江戸時代を中心に全国各地で活動していた画家を調査して都道府県別に紹介しています。ただいま近畿地方を探索中。

UAG美術家研究所

レモンの画家・小館善四郎

小館善四郎「れもん」

青森市の裕福な木材商の四男として生まれた小館善四郎(1914-2003)は、小学生のころから油彩をはじめ、多くの芸術家を輩出した青森中学校に進んだ。同級生には、関野凖一郎、佐藤米次郎、根市良三らがいた。中学卒業後に上京し、牧野虎雄に師事、牧野が教授をつとめていた帝国美術学校(現・武蔵野美術大学)に入学した。

小館の兄・貞一のもとに太宰治の姉・京が嫁いでいたことから、太宰は義兄にあたる。
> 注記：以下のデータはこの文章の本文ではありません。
PR #35, opened 2021-09-02
NFD as topology updater

Tal-or:
So far we could only use RTE as the topology-updater component.
Now we can replace it with NFD.
NFD is the u/s version of RTE, thus it's is important to have the ability to use it.

The default topology-updater component is RTE since it's more mature and tested for quite some time.

NOTE: The scheduler-plugin version we have doesn't know how to work with NFD, since NFD has a newer API version.


pkg/manifests/yaml/nfd/daemonset.yaml
```diff
@@ -0,0 +1,115 @@
...
+              drop:
+                - ALL
+            readOnlyRootFilesystem: true
+            runAsUser: 0
+          volumeMounts:
+            - mountPath: /host-var/lib/kubelet/config.yaml
+              name: kubelet-podresources-conf
+            - mountPath: /host-var/lib/kubelet/pod-resources/kubelet.sock
+              name: kubelet-podresources-sock
+            - mountPath: /host/sys
```
swatisehgal, line 94: This should be /host-sys

test/e2e/positive.go
```diff
@@ -269,6 +269,56 @@ var _ = ginkgo.Describe("[PositiveFlow] Deployer execution", func() {
...
+			err := deploy([]string{"--updater-type", "NFD"})
+			gomega.Expect(err).ToNot(gomega.HaveOccurred())
+		})
+
+		ginkgo.AfterEach(func() {
+			err := remove([]string{"--updater-type", "NFD"})
+			gomega.Expect(err).ToNot(gomega.HaveOccurred())
+		})
+
+		ginkgo.It("should have some information in the noderesourcetopology object", func() {
```
Tal-or, line 283: This part is a duplicate of https://github.com/k8stopologyawareschedwg/deployer/blob/main/test/e2e/positive.go#L193
but this is only a testing code, so it's not so bad, but I'm open to suggestions.

pkg/commands/deploy.go
```diff
@@ -68,18 +68,20 @@ func NewRemoveCommand(commonOpts *CommonOptions) *cobra.Command {
 			err = sched.Remove(la, sched.Options{
 				Platform:         opts.clusterPlatform,
 				WaitCompletion:   opts.waitCompletion,
-				RTEConfigData:    commonOpts.RTEConfigData,
+				RTEConfigData:    commonOpts.UpdaterConfigData,
```
fromanirh, line 71: this was originally meant as RTE-specific data. Does NFD need some specific configuration? if yes, it makes sense to generalize; if not, I'd not generalize it (yet)

pkg/commands/deploy.go
```diff
@@ -138,8 +140,9 @@ func NewDeploySchedulerPluginCommand(commonOpts *CommonOptions, opts *deployOpti
 			return sched.Deploy(la, sched.Options{
 				Platform:         opts.clusterPlatform,
 				WaitCompletion:   opts.waitCompletion,
-				RTEConfigData:    commonOpts.RTEConfigData,
+				RTEConfigData:    commonOpts.UpdaterConfigData,
```
fromanirh, line 143: Is keeping the name `RTEConfigData` intentional?

pkg/commands/deploy.go
```diff
@@ -158,11 +161,12 @@ func NewDeployTopologyUpdaterCommand(commonOpts *CommonOptions, opts *deployOpti
 			if opts.clusterPlatform == platform.Unknown {
 				return fmt.Errorf("cannot autodetect the platform, and no platform given")
 			}
-			return rte.Deploy(la, rte.Options{
-				Platform:         opts.clusterPlatform,
-				WaitCompletion:   opts.waitCompletion,
-				RTEConfigData:    commonOpts.RTEConfigData,
-				PullIfNotPresent: commonOpts.PullIfNotPresent,
+			return updater.Deploy(la, updater.Options{
```
fromanirh, line 164: another option could be to have different functions (and/or subpackages) taking the same options instead of passing through `UpdaterType`. So we can have, say, `updater/rte` and `updater/nfd`

pkg/commands/deploy.go
```diff
@@ -246,23 +252,26 @@ func deployOnCluster(commonOpts *CommonOptions, opts *deployOptions) error {
...
+		PullIfNotPresent:  commonOpts.PullIfNotPresent,
+		UpdaterType:       commonOpts.UpdaterType,
 	}); err != nil {
 		return err
 	}
 	if err := sched.Deploy(la, sched.Options{
 		Platform:         opts.clusterPlatform,
 		WaitCompletion:   opts.waitCompletion,
-		RTEConfigData:    commonOpts.RTEConfigData,
+		RTEConfigData:    commonOpts.UpdaterConfigData,
```
fromanirh, line 272: is keeping the name `RTEConfigData` intentional?

pkg/commands/render.go
```diff
@@ -60,7 +60,7 @@ func NewRenderAPICommand(commonOpts *CommonOptions, opts *renderOptions) *cobra.
 			if commonOpts.UserPlatform == platform.Unknown {
 				return fmt.Errorf("must explicitely select a cluster platform")
 			}
-			apiManifests, err := api.GetManifests(commonOpts.UserPlatform)
+			apiManifests, err := api.GetManifests(commonOpts.UserPlatform, commonOpts.UpdaterType)
```
fromanirh, line 63: it's suspicious that the API needs to know which updater is going to be used. Smells of convoluted design.

pkg/commands/render.go
```diff
@@ -83,15 +83,15 @@ func NewRenderSchedulerPluginCommand(commonOpts *CommonOptions, opts *renderOpti
 			if err != nil {
 				return err
 			}
-			rteManifests, err := rte.GetManifests(commonOpts.UserPlatform)
+			updaterManifests, err := updater.GetManifestsHandler(commonOpts.UserPlatform, commonOpts.UpdaterType)
```
fromanirh, line 86: why GetManifests*Handler*?

pkg/commands/root.go
```diff
@@ -28,15 +28,16 @@ import (
...
+	Debug             bool
+	UserPlatform      platform.Platform
+	Log               *log.Logger
+	DebugLog          *log.Logger
+	Replicas          int
+	UpdaterConfigData string
+	PullIfNotPresent  bool
+	updaterConfigFile string
+	plat              string
+	UpdaterType       string
```
fromanirh, line 40: private/non-exported fields (`plat`) should be kept last

pkg/commands/root.go
```diff
@@ -66,14 +67,19 @@ func NewRootCommand(extraCmds ...NewCommandFunc) *cobra.Command {
 			// if it is unknown, it's fine
 			commonOpts.UserPlatform, _ = platform.FromString(commonOpts.plat)
 
-			if commonOpts.rteConfigFile != "" {
-				data, err := os.ReadFile(commonOpts.rteConfigFile)
+			if commonOpts.updaterConfigFile != "" {
```
fromanirh, line 70: note that RTE possibly need a separate config file. Does NFD need the same?

pkg/commands/root.go
```diff
@@ -66,14 +67,19 @@ func NewRootCommand(extraCmds ...NewCommandFunc) *cobra.Command {
...
 				if err != nil {
 					return err
 				}
-				commonOpts.RTEConfigData = string(data)
-				commonOpts.DebugLog.Printf("RTE config: read %d bytes", len(commonOpts.RTEConfigData))
+				commonOpts.UpdaterConfigData = string(data)
+				commonOpts.DebugLog.Printf("Updater config: read %d bytes", len(commonOpts.UpdaterConfigData))
 			}
+
+			if commonOpts.UpdaterType != "RTE" && commonOpts.UpdaterType != "NFD" {
```
fromanirh, line 79: these should better be constants in the `updater` package.

pkg/deployer/updater/updater.go
```diff
@@ -0,0 +1,70 @@
...
+
+package updater
+
+import (
+	"fmt"
+	"github.com/k8stopologyawareschedwg/deployer/pkg/deployer/platform"
+	"github.com/k8stopologyawareschedwg/deployer/pkg/tlog"
+)
+
+type Type string
```
fromanirh, line 25: why?

pkg/deployer/updater/updater.go
```diff
@@ -0,0 +1,70 @@
...
+
+type Options struct {
+	Platform          platform.Platform
+	WaitCompletion    bool
+	UpdaterConfigData string
+	PullIfNotPresent  bool
+	UpdaterType       string
+}
+
+func Deploy(log tlog.Logger, opts Options) error {
```
fromanirh, line 40: or just create two subpackages and expose the functions directly. Simpler, less code.

pkg/deployer/updater/updater.go
```diff
@@ -0,0 +1,70 @@
...
+	case NFD:
+		return deployNFD(log, nfdOptions{
+			Options:       opts,
+			NFDConfigData: opts.UpdaterConfigData,
+		})
+	}
+	return fmt.Errorf("%s is invalid updater type", opts.UpdaterType)
+}
+
+func Remove(log tlog.Logger, opts Options) error {
```
fromanirh, line 56: same

pkg/images/consts.go
```diff
@@ -20,4 +20,6 @@ const (
 	SchedulerPluginSchedulerDefaultImage  = "k8s.gcr.io/scheduler-plugins/kube-scheduler:v0.19.9"
 	SchedulerPluginControllerDefaultImage = "k8s.gcr.io/scheduler-plugins/controller:v0.19.9"
 	ResourceTopologyExporterDefaultImage  = "quay.io/openshift-kni/resource-topology-exporter:v0.0.19"
+	// TODO replace this image with some image from k8stopologyawareschedwg quay repo
+	NodeFeatureDiscoveryDefaultImage = "quay.io/swsehgal/node-feature-discovery:v0.10.0-devel-36-g5b0761f3"
```
fromanirh, line 24: better not to use developers' repo unless we really don't have options. We need to find out a flow to build images, or to use u/s ones.

pkg/manifests/api/api.go
```diff
@@ -65,13 +66,18 @@ func (mf Manifests) Update() Manifests {
...
 	var err error
 	mf := Manifests{
 		plat: plat,
 	}
 
-	mf.Crd, err = manifests.APICRD()
+	if updaterType == string(updater.NFD) {
+		mf.Crd, err = manifests.APINFDCRD()
+	} else {
+		mf.Crd, err = manifests.APICRD()
```
fromanirh, line 78: this complicates the test matrix too much. A given release of `deployer` shoudl deploy a single, well defined API version.

pkg/manifests/manifests.go
```diff
@@ -147,6 +148,22 @@ func APICRD() (*apiextensionv1.CustomResourceDefinition, error) {
 	return crd, nil
 }
 
+// APINFDCRD will return a newer CRD version that being used by NFD
+// Eventually we should use only the newer version
+// but we need to wait until scheduler plugin and RTE will catch up
+func APINFDCRD() (*apiextensionv1.CustomResourceDefinition, error) {
+	obj, err := loadObject("yaml/api/crd_for_nfd.yaml")
```
fromanirh, line 155: I'm against this. We should bump the APIs, rebuild and only then consume from deployer.

pkg/manifests/updater/updater.go
```diff
@@ -0,0 +1,79 @@
...
+	RTE Type = "RTE"
+	NFD Type = "NFD"
+)
+
+const (
+	namespaceOCP      = "openshift-monitoring"
+	serviceAccountOCP = "node-exporter"
+)
+
+type ManifestsHandler interface {
```
fromanirh, line 45: why is this needed?

pkg/manifests/updates.go
```diff
@@ -164,3 +213,13 @@ func pullPolicy(pullIfNotPresent bool) corev1.PullPolicy {
...
 }
+
+func nfdTopologyUpdaterContainerIndex(containers []corev1.Container) int {
+	for index, cont := range containers {
+		if cont.Name == "nfd-topology-updater" {
+			return index
+		}
+	}
+	// should never happen
+	panic(fmt.Errorf("container named nfd-topology-updater was not found, please check the manifests"))
```
fromanirh, line 224: we should try really, really, really hard to avoid panic in our code

fromanirh (commented):
I think the first patch does too much. The first patch should generalize the updater and add rte as default (and only) option, making room for NFD which should be updated in a later patch.

pkg/manifests/yaml/nfd/daemonset.yaml
```diff
@@ -0,0 +1,115 @@
...
+          name: nfd-topology-updater
+          securityContext:
+            allowPrivilegeEscalation: false
+            capabilities:
+              drop:
+                - ALL
+            readOnlyRootFilesystem: true
+            runAsUser: 0
+          volumeMounts:
+            - mountPath: /host-var/lib/kubelet/config.yaml
```
fromanirh, line 90: this won't work on OCP.

pkg/manifests/yaml/nfd/namespace.yaml
```diff
@@ -0,0 +1,4 @@
+apiVersion: v1
+kind: Namespace
+metadata:
+  name: node-feature-discovery
```
fromanirh, line 4: we need to check how NFD is deployed on OCP nowadays

test/e2e/positive.go
fromanirh: duplicating test code is actually ok: https://about.sourcegraph.com/go/advanced-testing-in-go/#Golden-files-also-test-flags

test/e2e/positive.go
```diff
@@ -286,14 +336,15 @@ func getNodeResourceTopology(tc *topologyclientset.Clientset, namespace, name st
 	return nrt
 }
 
-func deploy() error {
+func deploy(extraArgs []string) error {
```
fromanirh, line 339: this is too low level. This function (and `remove`) should take an argument to distinguish between NFD and RTE and create the command line accordingly, avoiding to accept random data from the callers.

pkg/commands/deploy.go
Tal-or: The ```RTEConfigData``` contains information such as the Exclude-list, which NFD has as well.

pkg/commands/render.go
Tal-or: This is temporary. Actually, both NFD and RTE should have the same API, but we didn't RTE didn't catch up with NFD latest changes. I also added a comment here about that: https://github.com/k8stopologyawareschedwg/deployer/blob/c8173b1f688e0fa2e04cac34a5c6c836ad8a0a4c/pkg/manifests/manifests.go#L151

Anyway, we can w8 w/ this PR till RTE will sync.

pkg/commands/deploy.go
fromanirh: ack. So yes, let's generalize. Could be worth to rename like `UpdaterSpecificConfig` (also the commandline option should be renamed)

pkg/commands/render.go
fromanirh: yes, we should indeed wait and not mix APIs - especially considering they are unversioned.

pkg/deployer/updater/updater.go
Tal-or: The intention was to keep the API unchanged and hide the implementation details, but ok I'll change it.

fromanirh: in general it's a good thing to care about, but in this case noone is consuming our packages, `deployer` is alpha-level and it is a big change (version-bump worthy) so let's take the simpler approach.
We didn't make any compatibility promise yet, nor we will in the foreseeable future.

pkg/manifests/updater/updater.go
fromanirh: I'm not convinced this bring a real value, I'll review the PR again more carefully.

pkg/images/consts.go
Tal-or: We can have a release flow as RTE has: https://github.com/k8stopologyawareschedwg/resource-topology-exporter/blob/master/.github/workflows/release.yml

fromanirh: yes, that'sa a good starting point, but it needs few extra steps - and to be setup in our fork :)

pkg/manifests/yaml/api/crd.yaml
```diff
@@ -1,68 +1,144 @@
----
 apiVersion: apiextensions.k8s.io/v1
 kind: CustomResourceDefinition
 metadata:
   annotations:
-    "api-approved.kubernetes.io": "https://github.com/kubernetes/enhancements/pull/1870"
+    api-approved.kubernetes.io: https://github.com/kubernetes/enhancements/pull/1870
```
fromanirh, line 5: so now we bump the API we ship to 0.0.10 AND we add support for NFD as updater, all in this one PR?
If so, this is too much:
- API bump + artifacts bump should be its own PR
- support for NFD as updater should be its own PR (or two, one preparation + one for the actual support)

fromanirh (commented):
looks nice now. Let's clarify the scope of the PR, because the container image references will likely need to be bumped. As it is, this PR doesn't seem completed.
If we split this PR, we can merge some parts of it quite quickly.

pkg/manifests/yaml/api/crd.yaml
Tal-or: OK I'll start split the PRs

Tal-or:
This PR is already stale. it's easier to come up with a new one.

小館は、上京以来、太宰と親密に交遊していたが、太宰の薬物中毒と、それに伴う生活上のさまざまな事件に巻き込まれたこともあり、帝国美術学校卒業後は帰郷し、青森市浅虫にアトリエを構え、青森中学の図画教師となった。

昭和15年に国画会展に初入選し、その後も同展に出品した。昭和19年に応召して朝鮮半島に出征したが、負傷して帰国。東奥日報社に勤務し、終戦まで「月刊東奥」の編集に携わった。戦後も引き続き国展を中心に出品し、国画会会員となった。昭和37年に東京都町田市に転居、画廊などで盛んに個展を開催した。昭和64年に浅虫に戻って制作を続け、主要な作品の多くは生前に青森市に寄贈した。

強く感銘を受けたという梶井基次郎の小説『檸檬』から着想を得た作品「れもん」(掲載作品)を昭和24年に発表して以来、レモンを主要なモチーフとし、「レモンの画家」と称されるようになった。

小館善四郎(1914-2003)こだて・ぜんしろう
大正3年青森市生まれ。昭和2年青森中学校に入学。同校卒業と同時に上京、牧野虎雄に師事し、帝国美術学校本科西洋画科に入学した。昭和11年同校を卒業し帰郷。昭和12年青森市浅虫にアトリエを構えた。昭和15年第13回国画会展に初入選。昭和19年に応召し出征。病気のため入院。昭和28年国画会会員となった。昭和32年青森市浅虫から栃木市に転居。昭和37年栃木市から町田市に転居。平成元年青森市浅虫に転居した。平成15年、88歳で死去した。